Do you have an outdoor toy recommendation or adaptation? Share your photos on social media with the hashtag #UnlimitedPlay.

5. Plant a Fragrant Garden

Gardening can help your child learn and practice a variety of skills, including sensory activation, fine motor development, family bonding, patience, responsibility, and planning and organizing. The added bonus? Your yard will appreciate it, too.

Take a trip to your local farmer’s market or home supply store to pick out seeds or buds. Let your child be involved in selecting what you will grow at home – for best results, read packaging or ask an associate if you need help choosing something that will flourish in your area’s climate and at the time of year you will be planting.

Note: Our sense of smell has a direct impact on the body’s nervous system and responses. Help your child build positive scent memories with fragrant plants, such as gardenia, mint and lavender.

6. Put Together a Sensory Bin

A simple plastic tub, storage bin or other large container can be transformed into a sensory bin with a few carefully selected items you may already have at home. Kids of all ages and abilities benefit from exposure to items that stimulate their senses: touch, smell, see, hear and taste.
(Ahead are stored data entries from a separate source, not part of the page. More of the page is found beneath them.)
PR #5933, opened 2017-04-04
Make ReplicatedDist less distinct

bradcray:
This change makes ReplicatedDist behave a lot less "specially" relative to other distributions, primarily by removing operations that implicitly acted on all replicands such as loops and I/O.  In the new world, most operations will only occur on the local locale's replicand.  The cases that still operate on all replicands are:

* creation and destruction of domains and arrays: updates all copies
* setting a domain's indices: updates all copies

So cases that have changed are:

* iterators used to iterate over all indices/elements in all replicands, but now only iterate over the local indices/elements
* numIndices/numElements used to return the number of indices/elements multiplied by the number of replicands but now just returns the number of indices/elements in a single replicand
* printing domains used to print the index set followed by the list of locales that own a replicand; now it just prints the index set
* printing arrays used to print all the replicands, but now just prints the local replicand.

* in modules/dists/ReplicatedDist.chpl:
  - implemented the changes as described above
  - updated the documentation
  - introduced helper routines to get the local replicand or generate an error if there isn't one
* in modules/standard/UtilReplicatedVar.chpl:
  - updated example code to avoid assumption that printing would print all copies
* updated test/release/examples/primers/distributions.chpl to reflect the new semantics
* in test/distributions/vass/testReplicated* and test/parallel/forall/vass/ri-4-arrdom.chpl:
  - updated tests to maintain correctness under new semantics
  - replaced wrapper* versions of tests to use comm-none.good and .numlocales instead
* simplified test/distributions/robustness/arithmetic by:
  - removing *.replicated.good files for cases where it no longer differs
  - moving *.default.good files to *.good files and removing PREDIFFs when possible
  - removing CLEANFILES and .gitignore entries for such cases
* updated comm counts in test/distributions/robustness/performance/multilocale

This is a work-in-progress to try and get ReplicatedDist's behavior less unique and to get testing quiet again.

TODO:
- [x] pass gasnet testing at least once
- [x] get buy-in from team
- [x] code cleanup
- [x] linux64 testing
- [x] gasnet testing
- [ ] add test of "no local replicand" style errors
- [ ] why does testReplWrites get a valgrind error on 1 locale?
- [ ] clean up printReplicands()
- [ ] are we ok with slips in comm counts?
- [ ] update documentation
- [ ] mpi module OK?
- [ ] hdfs module OK?


bradcray:
Closing in favor of #5996

PR #5940, opened 2017-04-04
Fix a linux/darwin difference in DateTime module

daviditen:
The "%Y" (year) format specifier for function strftime zero-pads to 4 digits
on darwin, but doesn't zero-pad on Linux. Explicitly zero-pad it to 4 digits
in the isoformat function.

Removed two .notest files that were added due to this difference.

Changed a call to the non-existent gmtoff() into a call to utcoffset().

Tested on the datetime unit tests on Linux64 and darwin.

### DIFF
--- a/modules/standard/DateTime.chpl
+++ b/modules/standard/DateTime.chpl
@@ -1085,7 +1085,10 @@ module DateTime {
                (if minutes < 10 then "0" + minutes: string else minutes: string);
     }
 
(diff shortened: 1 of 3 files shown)


gbtitus:
I took a quick look and this seems fine to me.  👍

daviditen:
Thanks @gbtitus !

PR #5964, opened 2017-04-06
Fix typos

cassella:
Fix assorted typos

### DIFF
--- a/compiler/include/flags_list.h
+++ b/compiler/include/flags_list.h
@@ -84,7 +84,7 @@ symbolFlag( FLAG_CONST , npr, "const" , "constant" )
 symbolFlag( FLAG_CONST_DUE_TO_TASK_FORALL_INTENT , npr, "const due to task or forall intent", ncm )
 symbolFlag( FLAG_C_PTR_CLASS , ypr, "c_ptr class" , "marks c_ptr class" )
 symbolFlag( FLAG_CONSTRUCTOR , npr, "constructor" , "constructor (but not type constructor); loosely defined to include constructor wrappers" )
-symbolFlag( FLAG_COPY_MUTATES , ypr, "copy mutates" , "the initCopy funciton / copy initializer takes its argument by ref")
+symbolFlag( FLAG_COPY_MUTATES , ypr, "copy mutates" , "the initCopy function / copy initializer takes its argument by ref")
 symbolFlag( FLAG_DATA_CLASS , ypr, "data class" , ncm )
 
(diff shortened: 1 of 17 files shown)


cassella:
The string containing "funciton" in flags_list.h does not appear elsewhere in the tree.

cassella:
This plus the latest dictionary update PR leaves these two:

```
compiler/include/resolution.h:131: 'eturn' not found in dictionary (from token 'eturn')
compiler/include/resolution.h:185: 'eturn' not found in dictionary (from token 'eturn')
```

which are

```
fortytwo@magrathea:~/src/chapel (typos)$ grep -iIr \\\\return . | grep -v third-party
./compiler/include/resolution.h:   * \return If a valid alignment was found.
./compiler/include/resolution.h:   * \return A constant reference to this disambiguation context.
./compiler/resolution/functionResolution.cpp: * \return True if fn1 is a more specific function than f2, false otherwise.
./compiler/resolution/functionResolution.cpp: * \return The result of the disambiguation process.
./compiler/util/clangUtil.cpp:    // \returns true to continue parsing, or false to abort parsing.
```

Which looks like a documentation directive.  Except that it only
appears (outside of third-party) those five times.  (And I must have
added it to some dictionary to keep it from being reported for the
other three.)  So I wasn't sure if it was intentional.

(scspell parses the "\r" as whitespace, so "\return" as "eturn".)


On the other hand, now that I look for it, "\param" appears a lot more
than that.  And I must have added "aram" to the main dictionary.  So
maybe I should just add "eturn" too.

lydia-duncan:
Do you know what style of documentation directive it comes from?  There's a part of me that thinks letting the spellchecker ignore missing the first letter of these words will just mean we don't catch it when someone actually makes that typo, so I would be tempted to change those comments to not trigger rather than adding to the dictionary, if it isn't too much trouble

lydia-duncan:
I'm running a paratest over this change out of paranoia, but should it come back clean I think this will be ready to merge

cassella:
Yeah, that's why I didn't want to add "eturn" to the dictionary.

I don't know what the style is, or if the ones in the Chapel repo are used for anything, which is why I didn't want to just go ahead and change them.  :)

cassella:
``\param`` and ``\return`` are consistent with doxygen, whose commands may start with either a ``\`` or an ``@``.
https://www.stack.nl/~dimitri/doxygen/manual/commands.html

I've shied away from modifying the source for the convenience of my
interloping spellchecking.

PR #5967, opened 2017-04-06
Fix RVF bug involving a dereference

benharsh:
Previously RVF would transform AST like this (a deref-move):
  ``(move myVar myRefArg)``
into this:
  ``(move myVar (addrof myRefArg))``
Which is clearly wrong. RVF wasn't being made aware of the deref-move
pattern, so this commit adds a case to handle it.

This pattern could later trip up other passes that expect the AST
to adhere to certain rules/conventions.

Testing:
- [x] full local
- [x] full gasnet


benharsh:
This will be merged once the upcoming ReplicatedDist changes are in.

mppf:
Looks good to me. Thanks!

benharsh:
@bradcray : testing came back clean with your recent replicated changes, and the ``test/distributions/replicated/repl-int-error.chpl`` future will be fixed by this PR.

Clear to merge?

PR #5968, opened 2017-04-06
Cache remote testing updates

mppf:
* Updates sub_test to pass expected .good file to prediffs. Since the prediff can create a .good file (and cause a different one to be selected) we now compute the .good file twice; once before running the prediff and once after.
* Updates sub_test to look for .cache-remote.good and .llvm-wide-opt.good files since these can have different comm counts.
* Adds a prediff to tolerate some variance in comm counts under --cache-remote. Naturally, this uses the .good file that is now passed to prediffs by the above change.

* Adjusts tests printing comm counts that differ under --cache-remote to either skip or have a different .good file.

Variance in comm counts for some tests when using --cache-remote could be due to cache-remote's prefetching and sensitivity to where memory is stored. If a different program run has a different memory layout, whether needed data is gotten by reading a cache-line at a time or not can change.

- [x] full local testing
- [x] full GASNet testing
- [ ] full GASNet testing with --cache-remote


mppf:
@ronawho - could you let me know if you think the approach in this PR for enabling clean --cache-remote testing is reasonable?

ronawho:
To me --cache-remote seems like any other optimization, so I don't understand why we would want specific .good files it. i.e. we don't have --no-rvf, or --baseline .good files so why would we want --cache-remote ones?

To me it seems like we should either make --cache-remote the default (and update all the .good files) or leave things as they are.

That said, I understand that in reality --cache-remote is different than a traditional compiler optimization, but I would still prefer to avoid adding extra .good files if we can.

My main concerns here are that we'll never remember to update these .good files if we don't have full nightly testing, and if we do have full nightly testing, there's still a lot more .good files to have to update when comm counts change.

mppf:
@ronawho - I'm making these changes in response to our last discussion about --cache-remote. I asked what it would take to have it be enabled for our reported performance results and you asked for "clean --cache-remote testing". I also understood that "clean --cache-remote testing" would be a prerequisite for turning it on by default.

The reason we don't have --no-rvf or --baseline .good files for comm counts is that we don't ever test those configurations in nightly testing with multi-locale. It seems to me we need to be able to test --cache-remote nightly in multi-locale as part of making it a reported configuration or eventually making it the default.

Personally, I've never like the comms counts correctness testing anyway. I think they should be re-cast as performance graphs rather than correctness tests. They pre-dated the nice performance graphs we have now. I think it's a mistake to create work for ourselves when the comm counts improve, for one thing.

ronawho:
>@ronawho - I'm making these changes in response to our last discussion about --cache-remote. I asked what it would take to have it be enabled for our reported performance results and you asked for "clean --cache-remote testing". I also understood that "clean --cache-remote testing" would be a prerequisite for turning it on by default.

Ok, can you update the PR message to include the motivation/context? Also does 'elliot asked for "clean --cache-remote testing"' mean you don't think clean testing is a requirement?

>The reason we don't have --no-rvf or --baseline .good files for comm counts is that we don't ever test those configurations in nightly testing with multi-locale. It seems to me we need to be able to test --cache-remote nightly in multi-locale as part of making it a reported configuration or eventually making it the default.

What's the plan? Add a full --cache-remote testing config and work towards making it the default? Once it's the default can we basically revert all these changes?

I had imagined this as: 
 - work toward getting all correctness testing passing in a branch
 - do some multi-locale performance testing, and if we're happy with the results make it the default and update all comm counts.

But it's not clear to me what your path forward is so i'm having trouble figuring out if this is a good next step.

mppf:
Hi @ronawho -

For me, "clean testing" means having the comm counts report the correct numbers. That means we have to deal with the comm count changes somehow. It sounds like you expected me to directly update the .good files in a branch, but it's not yet obvious to me (until we do some more work) that --cache-remote is ready to be on by default. It is obvious to me that we should test it more. So I took an approach that allowed us to separate the testing changes from the decision about whether or not it should be on by default.

But even if it were on by default, wouldn't we still want to enable full testing to run correctly with "--no-cache-remote"? For that matter, shouldn't a full run of "--no-rvf" report no testing failures today? (I'm pretty sure we would get failures from comm counts).

I'd prefer to migrate the comm counts tests over to the performance test infrastructure. Do you think that is a good idea, a bad idea, too much work for now, ... ?


Anyway, to answer "What's the plan"? My plan for this PR was:
 1. enable clean testing of both --cache-remote and --no-cache-remote
 2. start regular testing of --cache-remote, including performance testing
 3. investigate any performance bumps compared to --no-cache-remote (and note that this might take months, depending)
 4. decide whether or not --cache-remote can be the default yet; do 3 again if not

ronawho:
I wouldn't expect --no-rvf, --no-loop-invariant-code-motion, or -no-<blah> testing to pass the comm count tests, and that's my point here. I don't really want to start special casing comm count tests for various optimizations. Arguably that means the comm count tests are fragile and we should convert them to perf tests or something (maybe make an issue for that?)

I'd prefer to see this work done on a branch, and then we can just setup some jenkins jobs to run multi-locale correctness against your branch (like we did with the string-as-rec and maybe array-as-rec work.)

mppf:
new issue here: #6136

I'll close this PR for now and keep updating .good files (with its current framework, but that is temporary). And run some local testing. At some point, we'll set up a Jenkins job to run multi-locale with --cache-remote.

mppf:
Tests to look in to from quickstart + gasnet + cache remote run:
memory/ferguson/test1.chpl
modules/packages/ZMQ/multilocale/hello-multilocale.chpl
modules/packages/ZMQ/multilocale/req-rep.chpl
parallel/taskPar/sungeun/barrier/commDiags.chpl
performance/hilde/userSync.chpl
performance/sungeun/multilocale/syncsingle.chpl
regexp/elliot/I-fail-without-re2.chpl
studies/hpcc/CommDiags/stream-ep_commDiags.chpl

PR #7926, opened 2017-12-02
Always append to nightly_args in nightly testing scripts

ronawho:
Always append to nightly_args instead of overwriting for nightly test scripts.
None of the scripts I'm changing were sourcing scripts that set nightly_args so
this shouldn't have any impact on testing. This is just intended to prevent
issues like we saw in #7925 from happening in the future


ronawho:
@awallace-cray mind taking a look at this?

PR #7928, opened 2017-12-04
Skip tryCResolve in scopeResolve if there are no extern C blocks

mppf:
This addresses a slowdown in scopeResolve for CHPL_LLVM=llvm compiles
relative to CHPL_LLVM=none compiles, when extern blocks are not used.
It would be better to further improve scopeResolve for the case in which
an extern block is used in one module, or to generally improve the performance
of this feature. However this is a quick and easy performance fix.

- [x] full local CHPL_LLVM=llvm testing

### DIFF
--- a/compiler/passes/scopeResolve.cpp
+++ b/compiler/passes/scopeResolve.cpp
@@ -659,7 +659,8 @@ static void resolveUnresolvedSymExpr(UnresolvedSymExpr* usymExpr) {
     updateMethod(usymExpr);
 
 #ifdef HAVE_LLVM
-    if (tryCResolve(usymExpr->getModule(), name) == true) {
+    if (gExternBlockStmts.size() > 0 &&
+        tryCResolve(usymExpr->getModule(), name) == true) {
       // Try resolution again since the symbol should exist now
       resolveUnresolvedSymExpr(usymExpr);
     }


mppf:
@ronawho - I think this is "trivial" but would appreciate it if you can have a quick look. Thanks.

ronawho:
This seems like an ok workaround to me.

I was hoping that the real solution would be something like "stop calling tryCResolve so many times", but this is easy. If you have a single extern block, then scopeResole time will double again, right?

mppf:
@ronawho - yes, a single extern block will slow it down again. As you said, this is the easy fix. I agree a deeper solution would be better. I think we could track which modules had any extern blocks on their path to the root module. It might get a little weird / tricky to track with nested modules, though. Anyway, any module that doesn't have extern blocks and isn't contained in (or using?) a module using extern blocks doesn't need to call tryCResolve.

Also, it wouldn't surprise me if a small amount of optimization effort could make scopeResolve or tryCResolve significantly faster. But my personal reaction is that I still don't understand why we have scopeResolve at all...

ronawho:
>Also, it wouldn't surprise me if a small amount of optimization effort could make scopeResolve or tryCResolve significantly faster. But my personal reaction is that I still don't understand why we have scopeResolve at all...

👍  agreed

Issue #5348, opened 2017-02-11
Add support for tab completion for compiler and testing scripts


ronawho:
Not having tab completion is such a drag

I have no idea what's involved to support bash_completion files, but http://askubuntu.com/questions/68175/how-to-create-script-with-auto-complete might be a good lead.

For our testing scripts that use argparse, we might be able to take advantage of argcomplete: https://argcomplete.readthedocs.io/en/latest/

ronawho:
https://github.com/chapel-lang/chapel/pull/7929 added support for compiler autocompletion

ben-albrecht:
I got the args for `mason` with these commands, but creating the mason completion script will require some further thought due to handling subcommands (not accounted for here):

```bash
optional_abbr=`mason --help | grep -v '^[A-Za-z]' | grep '^.*--' |        \
        sed -e 's;^\(.*--[^ ]*\).*$;\1;' | grep ',' | sed -e 's;,.*$;;' | \
        xargs echo`

optional=`mason --help | grep -v '^[A-Za-z]' | grep '^.*--' |      \
          sed -e 's;^\(.*--[^ ]*\).*$;\1;' | sed -e 's;-[A-Za-z],;   ;' | \
          xargs echo`

arg=`mason --help | grep -v '^[A-Za-z]' | grep -v '^.*--'  | \
     grep -v '<command>' | grep -v '\[options\]'  | sed 's/^[ \t]*//' | \
     cut -d" " -f1 | xargs echo`
```

PR #7929, opened 2017-12-04
Add a bash autocompletion script for chpl options

daviditen:
Sourcing this script enables tab-autocompletion for Chapel compiler options in
bash. It contains a static list of compiler options. The commands used to
generate the lists are included as comments. It should be possible to generate
these lists on the fly, but I didn't want to require a working chpl to be in
the path.


ronawho:
👍 Awesome!

I'm assuming you've already seen this, but if not there's an issue related to this: https://github.com/chapel-lang/chapel/issues/5348

BTW I think it'd be nice to add test to make sure this stays up to date

daviditen:
I've thought a fair bit about testing it to keep it up to date, but so far haven't come up with anything that would work well.  I was hoping there was some command I could run that would answer a question like "What would the possible matches be if I typed `chpl -<tab><tab>`?", but I haven't found anything like that so far.

ronawho:
I was thinking of something that would take the sed commands listed in the file and use them to generate a "current" version of the file, then diff it against util/chpl-completion.bash. If the files are the same, great. If not, then probably some compilation option has changed and ` util/chpl-completion.bash` needs to be regenerated. 

i.e. maybe add "gen-chpl-bash-completion" and "chpl-completion-template" files that will produce chpl-completion.bash, and add a test that generates a new one and compares to the checked in copy.

daviditen:
@ronawho I added generation scripts and a test as you suggested.  Could you please review?

test/chplenv/autocomplete/autocomplete.chpl
```diff
@@ -0,0 +1,27 @@
...
+/* This test runs a script to generate a bash autocomplete script from
+   the output of `chpl --help --devel`.  It diffs the generated script
+   against the version in $CHPL_HOME/util/chpl-completion.bash.  If this
+   test produces any output it probably means that an option has been
+   added or removed from `chpl --help --devel`, so the autocomplete
+   script should be regenerated.
+ */
+
+var homeC: c_string;
+sys_getenv("CHPL_HOME", homeC);
```
ronawho: Any reason to not just use the builtin `CHPL_HOME`? (https://chapel-lang.org/docs/latest/builtins/internal/ChapelEnv.html#ChapelEnv.CHPL_HOME)

daviditen: No. Good call - I'll update that.

util/chpl-completion.bash
```diff
@@ -0,0 +1,72 @@
...
+# https://superuser.com/questions/564716/bash-completion-for-filename-patterns-or-directories
+
+_chpl ()
+{
+  local cur
+  COMPREPLY=()
+  cur=${COMP_WORDS[COMP_CWORD]}
+  case "$cur" in
+    -*)
+      # The following lists were generated with the commands preceding them.
```
ronawho: Maybe remove these comments and just direct people to util/devel/gen-chpl-bash-completion? (I doubt we'll remember to update these comments whenver that script gets updated)

ronawho:
Looks great to me!

Some followups that I think would be nice, but don't need to be in this PR:

I think we should consider adding this to gen_release, documentation, and maybe have the setchplenv* scripts source it.

If we release it, I think that also raises the question of whether we want users to see the "developer" options. Maybe we could make a -devel version (or maybe the script can key off of whether `CHPL_DEVELOPER` is set?)

util/chpl-completion.bash
daviditen: Sounds good.  I'll just remove the comments since there's already a comment at the top of the script pointing at `gen-chpl-bash-completion`.

daviditen:
Thanks!

I think all of those followups sound good.

If we don't want to show `--devel` options in `--no-devel` mode we can make it choose the right mode by looking at both `--devel`/`--no-devel` being on the command line and the `CHPL_DEVELOPER` environment variable.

Craft sites like Pinterest are full of suggestions for sensory bins. Some of our favorites for outdoor play include:

  • Dirty and Clean Bins – Fill one container with mud and water, and another with soap and water. Let your kids get their favorite toy figurines dirty in one bin, and then scrubbed clean with a sponge or brush in the other.
  • Icy Toy Bin – Freeze pool or bath toys in a bowl of water. Then, have your child pour warm water over the ice block until it melts and the toy is free.

No matter the outdoor activity, please remember to wear and reapply sunscreen, and try new things at a careful pace. Safety comes first!

Make a Playdate with Unlimited Play Playgrounds

Playgrounds provide an outlet for physical activity and social bonding that complement family bonding and playing at home. When you are ready to make an outing, bring your family to an Unlimited Play accessible playground.

Unlimited Play is a 501(c)(3) nonprofit organization that believes kids of all abilities should have access to playgrounds that are designed with inclusion in mind. As of 2019, Unlimited Play has built 25 inclusive playgrounds throughout the country to facilitate outdoor play for families who need it most.